Recently in Coffman v. Indianapolis Fire Department, 2009 WL 2525762 (Aug. 20, 2009), the federal Seventh Circuit Court of Appeals determined that a fire department’s decision to require a firefighter to undergo psychiatric evaluation based on reports of her “withdrawn” and “defensive” behavior was permissible under the Americans with Disabilities Act (“ADA”). In doing so, the court provided useful guidance on the limited scenarios in which psychiatric evaluations can be required by employers to address workplace issues.
The Coffman Decision
Tonya Coffman is a firefighter with the Indianapolis Fire Department (“Department”). In 2004, Coffman’s fellow firefighters expressed concern about, among other things, Coffman’s well-being, including that Coffman was having difficulty socializing with fellow firefighters and seeking their assistance, her becoming increasingly guarded and “not herself,” and her being “often alone,” “withdrawn” and “defensive” for “no legitimate reason.” The Department responded to these concerns by requiring Coffman to undergo a psychological fitness-for-duty evaluation and transferring her to “limited duty status.” Coffman underwent this psychological fitness-for-duty evaluation and multiple follow-up evaluations. While these evaluations all concluded that Coffman was not suffering from any type of psychological disorder, one evaluator determined that Coffman was unfit for duty on account of her being “hostile” and “extremely resistant.” Coffman was later returned to active duty pursuant to subsequent follow-up evaluations determining that Coffman was again fit for active duty.
Coffman sued the Department claiming that the Department violated, among other things, the ADA by requiring multiple medical examinations that were neither job-related nor consistent with business necessity. The trial court granted the Department’s motion for summary judgment, holding that Coffman failed to establish an ADA claim.
The Seventh Circuit affirmed, finding that the Department’s psychiatric evaluations of Coffman met the ADA standard of being job-related and consistent with business necessity and therefore, were permissible. In arriving at this conclusion, the court relied on the fact that, at the time the issues about Coffman’s well-being arose, there had been two recent firefighter suicides. Given the service that firefighters provide to the public’s emergency medical and safety needs, the recent suicide deaths heightened the concern not only about Coffman’s safety but also the safety of the public at large. The court also relied on the “special work environment” of a fire department. The court acknowledged that while psychological exams in response to “withdrawn” and “defensive” behavior would not be job-related in many vocations, they would be for a fire department given its special service to the public.
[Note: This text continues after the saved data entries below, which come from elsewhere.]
PR #4878, opened 2025-09-23
Fabric Recipe Sync - Prototype

### LINKED ISSUE #4667: [Feature Request] Recipe Sync API
For mods that use recipes on the client, it would be useful to have a way for mods to sync recipes from the server to the client.

Considerations
* Mods should exist on the server in order to make the request there. 
    * This will avoid clients requesting massive amounts of data from a server in an uncontrolled way.
* There should be a period of time or event where mods can request specific recipe types to by synced. 
    * Not all recipes need to by synced and multiple mods may require the same recipe types, so this will prevent sending too much data or redundant data.
* Recipes sent to the client should include the ID (so ideally the whole `RecipeHolder` should by synced and stored in a `RecipeMap`). 
    * This will give mods better ability to manage recipes on the client similarly to how they are managed on the server, allowing for persisting references to recipes across game play sessions.

@shartte completed an implementation in https://github.com/neoforged/NeoForge/pull/2021 with some additional motivations and design rationale.

Spinoscythe:
Hopefully, Closes #4667


fabric-recipe-api-v1/src/client/java/net/fabricmc/fabric/impl/recipe/sync/FabricRecipeSyncPayloadHandler.java
```diff
@@ -0,0 +1,21 @@
...
+import net.fabricmc.fabric.api.client.networking.v1.ClientPlayNetworking;
+import net.fabricmc.fabric.api.networking.v1.PayloadTypeRegistry;
+import net.fabricmc.fabric.api.recipe.v1.PopulateSyncableRecipesCallback;
+
+public final class FabricRecipeSyncPayloadHandler {
+	private FabricRecipeSyncPayloadHandler() {
+	}
+
+	public static void registerPayloadsAndReceivers() {
+		PayloadTypeRegistry.playS2C().register(FabricSyncRecipesPayload.ID, FabricSyncRecipesPayload.PACKET_CODEC);
```
modmuss50: This needs to be done on the client and server, the packet wont work as-is

fabric-recipe-api-v1/src/main/java/net/fabricmc/fabric/api/recipe/v1/PopulateSyncableRecipesCallback.java
```diff
@@ -0,0 +1,17 @@
+package net.fabricmc.fabric.api.recipe.v1;
+
+import net.fabricmc.fabric.api.event.Event;
+
+import net.fabricmc.fabric.api.event.EventFactory;
+
+import net.minecraft.recipe.PreparedRecipes;
+
+public interface PopulateSyncableRecipesCallback {
+	Event<PopulateSyncableRecipesCallback> EVENT = EventFactory.createArrayBacked(PopulateSyncableRecipesCallback.class, callbacks -> recipes -> {
```
modmuss50: I think we need to store the recipes in memory so a mod can query them whenever, an even to know when they have changed is a good idea tho.

fabric-recipe-api-v1/src/main/java/net/fabricmc/fabric/api/recipe/v1/SendSyncableRecipesCallback.java
```diff
@@ -0,0 +1,20 @@
...
+import it.unimi.dsi.fastutil.objects.ReferenceSet;
+
+import net.fabricmc.fabric.api.event.Event;
+
+import net.fabricmc.fabric.api.event.EventFactory;
+
+import net.minecraft.recipe.RecipeType;
+
+public interface SendSyncableRecipesCallback {
+	Event<SendSyncableRecipesCallback> EVENT = EventFactory.createArrayBacked(SendSyncableRecipesCallback.class, callbacks -> recipeTypesToSend -> {
```
modmuss50: We need to cover the following use cases I think (please chime in if you have other ideas)

- A mod may wish to sync all recipes
- A mod may wish to sync specific recipes, at specific times. (E.g the player unlocks a recipe)
- A mod way wish to revoke a recipe (e.g the player locks the recipe)
- A mod may wish to send recipes only to certain clients (e.g if the mod is on the client)
- Mulitple mods may wish to sync the same recipes, this should not send duplicate data to the client.
- Reloading the recipes will need to ask these questions again

Desinging an API to cover all of these use cases might be a little challanging, may be best to focus on the main use cases first but keep the others in mind.

fabric-recipe-api-v1/src/main/java/net/fabricmc/fabric/mixin/recipe/PlayerManagerMixin.java
```diff
@@ -0,0 +1,38 @@
...
+	@Shadow
+	private MinecraftServer server;
+
+	@WrapOperation(method = "onPlayerConnect", at = @At(value = "INVOKE", target = "Lnet/minecraft/server/network/ServerPlayNetworkHandler;sendPacket(Lnet/minecraft/network/packet/Packet;)V", ordinal = 3))
+	private void populateRecipes(ServerPlayNetworkHandler instance, Packet packet, Operation<Void> original, @Local(argsOnly = true) ServerPlayerEntity serverPlayer) {
+		final ReferenceSet<RecipeType<?>> recipeTypesToSend = new ReferenceOpenHashSet<>();
+		SendSyncableRecipesCallback.EVENT.invoker().sendRecipes(recipeTypesToSend);
+		original.call(instance, packet);
+		var payload = FabricSyncRecipesPayload.create(recipeTypesToSend, server.getRecipeManager().preparedRecipes);
+		ServerPlayNetworking.send(serverPlayer, payload);
```
modmuss50: This is going to need packet splitting, likely best to wait for: https://github.com/FabricMC/fabric/pull/4841

fabric-recipe-api-v1/src/main/java/net/fabricmc/fabric/api/recipe/v1/SendSyncableRecipesCallback.java
Patbox: In my opinion at least, minimal api (so initial implementation) should only really allow marking recipes serializable by their RecipeSerializer which ideally would only be done by mod adding it (or things like emi/rei/jei in case of vanilla ones). 

This avoids duplication or syncing recipes that can't be synced, which can happen nowadays (recipe might not provide working packet codec, as vanilla doesn't use them anymore or just require server only data / registries).

In case of checking if recipe serializer is supported on client, using similar system to what ingredients do would probably work best.

PR #4880, opened 2025-09-23
Add `AfterBackground` event

Fuzss:
This adds a new screen render event that runs between `BeforeRender` and `AfterRender`, directly after `Screen::renderBackground` has been called. 

This is useful for drawing additional background contents before text, items, the carried item, tooltips, etc. are drawn.

Here is an example from the included test mod using all three screen render events to demonstrate the usefulness of each one individually:

1. `BeforeRender`: The icon is drawn BEHIND both the handled screen interface and the darkened background, text, items, the carried item, tooltips, etc.
2. `AfterBackground`: The icon is drawn ABOVE both the handled screen interface and the darkened background, but still BEHIND text, items, the carried item, tooltips, etc.
3. `AfterRender`: The icon is drawn ABOVE everything, including the background, handled screen interface, text, items, the carried item, tooltips, etc.

### DIFF
--- a/fabric-screen-api-v1/src/client/java/net/fabricmc/fabric/api/client/screen/v1/ScreenEvents.java
+++ b/fabric-screen-api-v1/src/client/java/net/fabricmc/fabric/api/client/screen/v1/ScreenEvents.java
@@ -127,6 +127,17 @@ public final class ScreenEvents {
 	}
 
 	/**
+	 * An event that is called after a screen's background is rendered.
+	 *
+	 * @return the event
+	 */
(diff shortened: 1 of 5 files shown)


modmuss50 (approved):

The court explained that such service obliges the fire department to ensure its workforce is both mentally and physically capable of performing what is “doubtless mentally and physically demanding work.” The court concluded that the Department ultimately had a “particularly compelling” need to assure Coffman was mentally fit to perform her duties in light of the reports of her “withdrawn” behavior and the recent suicides.
Under the ADA, employers are prohibited from requiring any medical examination unless the examination is both job-related and consistent with business necessity. The enforcement guidelines published by the Equal Employment Opportunity Commission state that a medical examination is job-related and consistent with business necessity when an employer reasonably believes, based on objective evidence, that a medical condition will impair the employee’s ability to perform essential job functions or result in the employee posing a threat of harm due to his/her medical condition.
Psychiatric exams are a type of highly invasive medical exam that may require an even more “compelling” justification to be permissible under the ADA. Indeed, the Coffman decision highlights the narrow circumstances under which psychiatric exams are permissible. As the court explained, an employee engaging in “withdrawn” or “defensive” behavior is likely an insufficient basis to require a psychiatric exam for most work environments. The only reason such behavior was sufficient in Coffman was because of the particular context of the behavior, occurring shortly after two suicides, and the unique nature of Coffman’s job which entailed serving the public’s emergency safety needs.
Thus, employers in ordinary work environments need to proceed all the more cautiously before requiring any psychiatric exam of an employee. Mere odd or uncharacteristic behavior is insufficient. Such behavior should raise some specific and “compelling” safety concern regarding employees or the public at large (e.g., an emergency room doctor suffering from significant memory lapses or a child daycare worker exhibiting hostile demeanor). As illustrated in Coffman, determining whether an exam should be permitted in a given scenario will ultimately depend on the particular facts and circumstances relating to the individual, and his or her job and the work environment.